Since this is primarily for testing, if some Python is ok to use, I would suggest using pyethereum tester because it is easy to set the block gas limit really high, the gas price to zero, and mine quickly.

This may also be helpful: ​​How can I stop the block gas limit on a private chain dropping to the public chain default?


Apart from the other answers, which are all correct for Ethereum, but not ideal for my case. For those who are looking for something similar to my requirements for private-networks, take a look at Monax.


You could use EthereumJ and set all the variables to zero in this file https://github.com/ethereum/ethereumj/blob/develop/ethereumj-core/src/main/java/org/ethereum/vm/GasCost.java That makes everything free. Anyway gas is calculated/converted in the Ethereum Virtual Machine so you need to edit the source of whatever client you choose.


I hope I can comment on @Bis,, @eth and @TJEvrtGuy78's answer, then I don't have to make my voice heard through an answer since I don't have that much reputation(I don't even have enough reputation to up-vote an answer)

Context - I am also setting up a private network to run smart-contract where all the miners belong to me).
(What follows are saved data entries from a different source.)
PR #5579, opened 2021-09-17
refactor(preset-classic): migrate preset-classic to TypeScript

Josh-Cena:
## Motivation

In the meantime, I noticed that using `interface` instead of `type` would result in a lack of `string` index signature when assigning to `PluginOptions`, so made modifications where necessary.

Yes


slorber:
Thanks, LGTM 👍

I don't think hacking an Ethereum client like EthereumJ is a good idea, because that will break the compatibility. And using a pyethereum tester is also not a good option, because that will lose the scalability.

After all, a private network should not be just acting like a test network, it can also be a production network.

As far as I search for now, my private Ethereum network is mining a block per 2 seconds. Considering the decay of reward, a network can run at least 3 years with reward. And even if the reward becomes zero in the future, we can also gather the Ether to one account, so that the miner and transaction originator is using same account, every operation will go into a zero-sum game.

The key point of the answer to this question should be sharing one account across everywhere in the network. I don't think the gas limit is necessary unless the gas number of target contract is really high. And according to my experiment, prefunding is also not necessary, one hour warm-up will produce enough coins.

After all, I am just summarizing all your answers with my experience.